**Aim of the task:** Reproduce the entries so that every line matches the original exactly.

=====

PR #508, opened 2022-02-02
Update CMakeLists.txt to fix compilation error on recent MacOS versions.

anwu1219:
https://stackoverflow.com/questions/10046114/in-cmake-how-can-i-test-if-the-compiler-is-clang


AleksandarZeljic (approved):
LGTM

=====

**Solution to the problem:**
PR #508, opened 2022-02-02
Update CMakeLists.txt to fix compilation error on recent MacOS versions.

anwu1219:
https://stackoverflow.com/questions/10046114/in-cmake-how-can-i-test-if-the-compiler-is-clang


AleksandarZeljic (approved):
LGTM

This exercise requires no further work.